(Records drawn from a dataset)
==========

PR #4950, opened 2026-07-23
feat(patterns): add privacy-safe Topics workload diagnostics

willkelly:
## Summary

Add deterministic, content-free diagnostics for stressing the Topics pattern across isolated runtimes. The new `topics-diagnose` command measures event execution, scheduler settling, storage transactions, conflicts, write amplification, graph shape, and convergence without exporting document values, raw links, entity identifiers, or caller-selected bootstrap identities.

## Why

Topics has enough nested cells, cross-references, concurrent users, and replicated sessions to expose scheduler and memory behavior that unit-level timings cannot explain. Before this change, a workload could appear slow or flaky without a reliable way to separate useful commits from retries, no-op amplification, storage conflicts, delayed frames, or unsettled graph work. Polling for visible state also made multi-runtime tests timing-sensitive and could declare success before queued nested handler commits had drained.

This PR creates an event-driven measurement path so performance investigations can compare deterministic counters first and treat wall-clock timing as secondary, noisy evidence.

### Structured runtime telemetry

- Add a typed runtime telemetry sink and extend the OpenTelemetry bridge with scheduler-run, event-commit, retry, storage, and settling measurements.
- Keep detailed write samples lease-controlled so normal runtimes do not pay for no-op classification unless a diagnostics consumer explicitly retains it.
- Preserve telemetry bridge leases in runtime clients and background workers for the full runtime lifetime.

### Deterministic synchronization

- Add scheduler diagnostic barriers that wait for queued work, in-flight event commits, delayed frames, storage acknowledgement, server refresh, and nested-cell topology synchronization.
- Correlate queued events with stable event IDs and commit outcomes.
- Synchronize every nested result-cell hop before dispatching an event on a cold replica.
- Preserve Fabric sigils in raw reads by using `pull()` as the synchronization fence and `getRaw()` as the value source.

### Canonical memory diagnostics

- Report aggregate transaction counts, accepted/rejected outcomes, conflicts, replays, byte and operation totals, patch-operation types, redacted path shapes, and scheduler state.
- Add an event-driven diagnostics flush fence for queued receive and watch-refresh work.
- Keep the aggregate snapshot path separate from exported spans.

### Hardened multi-runtime harness

- Expose only an aggregate diagnostics RPC allowlist; generic read, raw-read, link, logger, and diagnostics commands are rejected in aggregate mode.
- Keep worker-local immutable bootstrap creator state so callers cannot select a BroadcastChannel piece identity.
- Aggregate content-free telemetry across runtime workers and validate final convergence.
- Add regressions for cold nested dispatch, delayed commit draining, and raw Topic-link preservation through root reordering.

### Topics workload CLI

- Add configurable matrix runs plus `--quick` and deterministic `--profile=conflicts` presets.
- Exercise topic setup, comment and cross-reference workloads, typing, and bounded root oscillation.
- Emit one JSON report with per-phase operation counts, runtime and memory aggregates, write-amplification ratios, graph/settling state, oscillation metadata, and convergence.
- Document invocation, interpretation, and the privacy contract in `packages/patterns/topics/README.md`.

## Privacy and safety contract

Diagnostic reports contain bounded counts, timings, fixed error codes, patch kinds, and redacted path-shape buckets only. They do not contain document values, comments, raw links, entity IDs, DIDs, session IDs, user IDs, event IDs, transaction IDs, stack traces, or arbitrary error text. Aggregate workers reject general-purpose inspection RPCs rather than relying only on report redaction.

## Validation

Run with the repository-pinned Deno 2.8.1:

- `deno task check`
- `deno fmt --check`
- 8 runner test suites / 67 steps across telemetry, event identity, scheduler events, barriers, and nested piece startup
- 87 memory tests across scheduler state and server transaction diagnostics
- 13 Topics diagnostics tests / 3 integration steps
- `deno run --frozen -A packages/patterns/tools/topics-diagnose.ts --profile=conflicts`
  - 16 submitted / 8 accepted / 8 rejected
  - two-step repeat ratio 1
  - converged
- `deno run --frozen -A packages/patterns/tools/topics-diagnose.ts --profile=conflicts --rounds=1`
  - 4 submitted / 2 accepted / 2 rejected
  - two-step repeat ratio null
  - converged
- LSP diagnostics: zero errors in every modified TypeScript file
- `git diff --check`

## Investigation scope

The workload is suitable for matched steady-state contention comparisons. It does not perform a pattern-version upgrade, so it can detect deterministic steady-state regressions around an upgrade-related change but cannot by itself prove or disprove claims specifically about old/new generated-cell overlap during an upgrade. The matched comparison against #4916 is reported separately with that limitation made explicit.

## Performance baseline

This PR intentionally adds two multi-runtime integration suites: the nested-send suite adds about 135 seconds to shard 2, and the aggregate-only diagnostics RPC test adds about 67 seconds to shard 1. These narrow baselines use clean attempt 3 values; broader attempt 2 runner noise is not accepted.

NEW_PERF_BASELINE: job: Pattern Integration Tests (2/4) = 255s
NEW_PERF_BASELINE: step: patterns integration = 224s
NEW_PERF_BASELINE: job: Pattern Integration Tests = 255s
NEW_PERF_BASELINE: job: Pattern Integration Tests (1/4) = 217s

---
<a href="https://app.blacksmith.sh/commontoolsinc/codesmith/labs/pr/4950"><picture><source media="(prefers-color-scheme: dark)" srcset="https://pr-comments-assets.blacksmith.sh/codesmith/view-with-codesmith-dark-v2.svg"><source media="(prefers-color-scheme: light)" srcset="https://pr-comments-assets.blacksmith.sh/codesmith/view-with-codesmith-light-v2.svg">View with [code]smith</picture></a> <a href="https://backend.blacksmith.sh/track/enable-autofix?expires=1787421993&installation_model_id=428580&pr_number=4950&repository=commontoolsinc%2Flabs&return_to=https%3A%2F%2Fgithub.com%2Fcommontoolsinc%2Flabs%2Fpull%2F4950&signature=ab62be02baf5abc7ea68f3e2128fafa29c4df2f293222baf035991013587ed87"><picture><source media="(prefers-color-scheme: dark)" srcset="https://pr-comments-assets.blacksmith.sh/codesmith/autofix-with-codesmith-dark.svg"><source media="(prefers-color-scheme: light)" srcset="https://pr-comments-assets.blacksmith.sh/codesmith/autofix-with-codesmith-light.svg">Autofix with [code]smith</picture></a>

---
## Summary by cubic
Adds a privacy-safe Topics workload diagnostics CLI and structured runtime/memory telemetry to measure scheduler, storage, and convergence deterministically across isolated runtimes. Hosts now receive aggregate-only telemetry; event IDs and write paths stay inside the worker.

- **New Features**
  - `topics-diagnose` CLI: matrix runs, `--quick`, `--profile=conflicts`, real nested streams, one JSON report.
  - Structured runtime telemetry: commit amplification (reads/writes vs changed writes), retries, drop reasons; opt-in detailed samples via lease; upgraded `@opentelemetry` bridge with separate `attributes`, `spanAttributes`, and metric attributes; host markers (`HostRuntimeTelemetryMarker`) emit metrics only and include preflight stats.
  - Deterministic sync: scheduler/storage barriers for queued work, in‑flight commits, delayed frames, server refresh, and nested‑cell topology; cold replica sync; flush fences for receive/watch refresh.
  - Memory server diagnostics: aggregate, content‑free commit telemetry (transactions, outcomes, conflicts, replays, patch kinds, redacted path shapes); `commitTelemetry` and `aggregateOnlyDiagnostics` options; hardened multi‑runtime harness with an RPC allowlist and convergence checks.
  - Docs: usage and the privacy contract in `packages/patterns/topics/README.md`.

- **Bug Fixes**
  - Enforce host‑only aggregate telemetry: define host‑safe markers; redact worker details in `@commonfabric/runtime-client` before postMessage; `@commonfabric/lib-shell` and the shell consume host markers and keep graph detail off host telemetry; OTel bridge preserves metrics for host‑safe markers.
  - Attach the OTel bridge in the background piece service only after initialization; fail‑open returns `null`; guarantee bridge cleanup on shutdown.
  - Preserve malformed transaction errors in memory v2 diagnostics and distinguish first‑apply from replay.
  - Validate Topics diagnostics CLI arguments and materialized crossrefs; move workload tests to integration.
  - Synchronize nested piece result‑cell chains before dispatch and avoid redundant re‑syncs.
  - Tests: isolate inherited‑property pollution coverage for schema‑ref traversal; consolidate Topics diagnostics scenarios for faster, clearer runs.

<sup>Written for commit b9ee8cba686c5211f5c0f78df074c8cc4a14538d. Summary will update on new commits.</sup>

<a href="https://cubic.dev/pr/commontoolsinc/labs/pull/4950?utm_source=github" target="_blank" rel="noopener noreferrer" data-no-image-dialog="true"><picture><source media="(prefers-color-scheme: dark)" srcset="https://www.cubic.dev/buttons/review-in-cubic-dark.svg"><source media="(prefers-color-scheme: light)" srcset="https://www.cubic.dev/buttons/review-in-cubic-light.svg">Review in cubic</picture></a>

### DIFF
--- a/packages/background-piece-service/src/worker.ts
+++ b/packages/background-piece-service/src/worker.ts
@@ -143,6 +143,7 @@ export function setWorkerStateForTesting(
       [string, Cell<{ bgUpdater: Stream<unknown> }>]
     >;
     streamValidator?: typeof isStream;
+    detachOtelBridge?: (() => void) | null;
   },
 ): void {
   if ("initialized" in state) initialized = state.initialized ?? false;
@@ -159,6 +160,9 @@ export function setWorkerStateForTesting(
   }
   if ("streamValidator" in state) {
     streamValidator = state.streamValidator ?? isStream;
+  }
+  if ("detachOtelBridge" in state) {
+    detachOtelBridge = state.detachOtelBridge ?? null;
   }
 }
 
@@ -244,30 +248,34 @@ export async function cleanup(): Promise<void> {
   currentSession = null;
   manager = null;
 
-  // Ensure storage is synced before cleanup
-  if (runtime) {
-    await runtime.storageManager.synced();
-    await runtime.dispose();
-    runtime = null;
-  }
-
-  // Detach the OTel bridge only after the runtime is fully torn down, so the
-  // final sync/dispose telemetry (storage completions, subscription removals)
-  // is still observed; detaching closes any spans left in flight.
-  if (detachOtelBridge) {
-    detachOtelBridge();
-    detachOtelBridge = null;
-  }
-
-  // Flush buffered spans/metrics before the controller terminates this worker;
-  // fail-open — telemetry teardown must never block cleanup.
   try {
-    await shutdownOpenTelemetry();
-  } catch (error) {
-    console.error("Failed to shut down OpenTelemetry:", error);
-  }
+    if (runtime) {
+      try {
+        await runtime.storageManager.synced();
+      } finally {
+        await runtime.dispose();
+      }
+    }
+  } finally {
+    runtime = null;
 
-  initialized = false;
+    // Detach only after runtime teardown so final sync/dispose telemetry is
+    // observed. The finally block also closes spans when teardown rejects.
+    if (detachOtelBridge) {
+      detachOtelBridge();
+      detachOtelBridge = null;
+    }
+
+    // Flush before the controller terminates this worker. Telemetry teardown
+    // remains fail-open and must not replace a runtime cleanup failure.
+    try {
+      await shutdownOpenTelemetry();
+    } catch (error) {
+      console.error("Failed to shut down OpenTelemetry:", error);
+    }
+
+    initialized = false;
+  }
 }
 
 export async function runPiece(data: RunData): Promise<void> {
--- a/packages/background-piece-service/src/worker.ts
+++ b/packages/background-piece-service/src/worker.ts
@@ -183,30 +183,34 @@ export async function initialize(
     errorHandlers: [errorHandler],
   }));
   // Each worker is its own isolate: the provider main.ts registers doesn't
-  // exist here, so initialize OTel in-worker (idempotent, fail-open) or the
-  // bridge below would attach to no-op instruments.
+  // exist here, so initialize OTel in-worker when export is enabled. Setup is
+  // idempotent and fail-open; a failed setup leaves the API instruments no-op.
   await initOpenTelemetry();
 
-  // Bridge the runtime's existing telemetry stream to OpenTelemetry. This is a
-  // second, passive consumer of the same event bus the debug tooling uses; it
-  // emits no-op instruments unless a provider is registered (see otel.ts).
-  detachOtelBridge = attachRuntimeTelemetryOtelBridge(runtime.telemetry, {
-    tracer: getTracer(),
-    meter: getMeter(),
-    attributes: {
-      "ct.runtime": "bg-piece",
-      "space.did": spaceId,
-      "user.did": identity.did(),
-    },
-    // Metric datapoints don't inherit resource attributes in SigNoz, so stamp
-    // the scoping labels explicitly (metrics only — on spans these live on the
-    // resource, and duplicating them as span attributes makes the bare key
-    // ambiguous in queries).
-    metricAttributes: {
-      "service.name": env.OTEL_SERVICE_NAME,
-      "deployment.environment": env.ENV,
-    },
-  });
+  // Do not attach a no-op bridge when OTel is disabled: attaching retains the
+  // runtime's detailed event-commit telemetry until cleanup. Enabled workers
+  // retain the bridge and detach it during cleanup after runtime disposal.
+  if (env.OTEL_ENABLED) {
+    detachOtelBridge = attachRuntimeTelemetryOtelBridge(runtime.telemetry, {
+      tracer: getTracer(),
+      meter: getMeter(),
+      attributes: {
+        "ct.runtime": "bg-piece",
+      },
+      spanAttributes: {
+        "space.did": spaceId,
+        "user.did": identity.did(),
+      },
+      // Metric datapoints don't inherit resource attributes in SigNoz, so stamp
+      // the scoping labels explicitly (metrics only — on spans these live on the
+      // resource, and duplicating them as span attributes makes the bare key
+      // ambiguous in queries).
+      metricAttributes: {
+        "service.name": env.OTEL_SERVICE_NAME,
+        "deployment.environment": env.ENV,
+      },
+    });
+  }
 
   manager = new PieceManager(currentSession, runtime);
   await manager.ready;
--- a/packages/background-piece-service/src/worker.ts
+++ b/packages/background-piece-service/src/worker.ts
@@ -17,6 +17,7 @@ import { env } from "./env.ts";
 import {
   getMeter,
   getTracer,
+  getTracerProvider,
   initOpenTelemetry,
   shutdownOpenTelemetry,
 } from "./otel.ts";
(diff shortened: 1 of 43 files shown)


willkelly:
## Investigation retrospective: applying these diagnostics to #4916

_Agent-authored report._

I used this PR as a matched overlay on the exact base and head commits of #4916, running the deterministic conflict profile three times per side in alternating order.

### What worked well

- **Behavior was reproducible.** Every run produced exactly 16 submitted / 8 accepted / 8 rejected operations, a two-step repeat ratio of 1, and final convergence. That made it possible to establish that #4916 does not cause a deterministic regression in the exercised steady-state path.
- **Counters prevented a timing-only conclusion.** Workload-phase timing was effectively flat (head median -0.55%) and total timing moved slightly against the head (+2.20%), while memory conflict median moved favorably (-19.35%). Seeing all three signals made the overlap and run-to-run noise obvious instead of encouraging a claim from one elapsed-time number.
- **The barriers held.** Delayed frames, queued nested events, commit acknowledgements, refresh work, and graph settling drained without polling or sleeps; every report reached the same converged state.
- **The report remained content-free.** The comparison required only aggregate operation, transaction, graph, settle, and oscillation fields. No document values, raw links, identities, or arbitrary error strings were needed to investigate the claim.
- **The profile was cheap enough to repeat.** Six complete isolated-runtime runs were practical, and the fixed profile made command and topology parity straightforward.

### What it could not establish

#4916 changes generated-cell identity behavior across pattern versions. The current Topics profile begins after startup and performs steady-state writes; it never upgrades a running pattern from version N to N+1. It therefore cannot measure the claimed reduction in old/new generated-cell overlap directly.

The observed conflict ranges overlapped:

- base: 30–33, median 31
- head: 24–36, median 25

The head had a lower median but also the worst outlier. That is useful diagnostic output, but not statistically or causally strong enough to validate the upgrade-specific claim.

### Assessment

The PR worked well as a **regression detector and evidence-quality guardrail**: it proved deterministic workload parity, ruled out an obvious steady-state regression, exposed timing noise, and stopped the investigation from overstating mixed results. It did not turn a non-upgrade workload into evidence about upgrade behavior, which is the correct boundary.

### Next diagnostic increment

Add an upgrade scenario that keeps multiple sessions active while moving a piece from version N to N+1, then snapshots:

1. generated-cell graph overlap by version-safe aggregate categories,
2. dirty and pending scheduler state through the transition,
3. accepted/rejected transactions and conflicts in the upgrade window,
4. time and barrier iterations to post-upgrade convergence.

The detailed evidence and conclusion are posted on #4916: https://github.com/commontoolsinc/labs/pull/4916#issuecomment-5061756215.

willkelly:
Closing — the investigation this was built to enable concluded by another route, and main institutionalized that route.

`packages/state-inspector/churn.ts` names this PR by number as the alternative it replaced, and records the answer it was built to find: the July 2026 Topics write storm, 20 compiler-generated cells producing 96% of commits, peaking ~1,598 commits/minute. The post-hoc tool (`cf inspect churn`, #5075) reads the durable store after the fact — any space, any window, no instrumentation needed at incident time — which is strictly better for this purpose than instrumenting an orchestrated run. The underlying defect is fixed and verified against deployed `b2213af8b` (#4659 + #4956).

**Salvage — one real bug, independent of this PR's fate:**

Main's marker union declares `changedWriteCount` as a field distinct from `writeCount`, but `packages/runner/src/scheduler/events.ts:1148-1149` fills both with `log.writes.length`. They are identical. **No-op write amplification is not actually measured today** — the slot exists and reports a duplicate into it, which is worse than not having it, because it looks populated. This branch's `classifyTelemetryWriteCounts` / `eventCommitTelemetryWriteCounts` in `scheduler/reactivity.ts` (~90 lines) is the fix.

Also unbuilt on main, if ever wanted: the `topics-diagnose` CLI (1224 lines), canonical memory commit telemetry in `memory/v2/server.ts`, and the host-telemetry privacy narrowing (`HostRuntimeTelemetryMarker`, `telemetryMarkerForHost()`, `scheduler.event.drop`) — note `runtime-processor.ts:1519-1525` still forwards the raw marker, including handlerId, write paths and error strings, to the host verbatim.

==========

TASK GOAL: Beginning at the line above that contains "### Assessment", return each line exactly through the line that contains "1. generated-cell graph", and no others.

ANSWER SPACE:
### Assessment

The PR worked well as a **regression detector and evidence-quality guardrail**: it proved deterministic workload parity, ruled out an obvious steady-state regression, exposed timing noise, and stopped the investigation from overstating mixed results. It did not turn a non-upgrade workload into evidence about upgrade behavior, which is the correct boundary.

### Next diagnostic increment

Add an upgrade scenario that keeps multiple sessions active while moving a piece from version N to N+1, then snapshots:

1. generated-cell graph overlap by version-safe aggregate categories,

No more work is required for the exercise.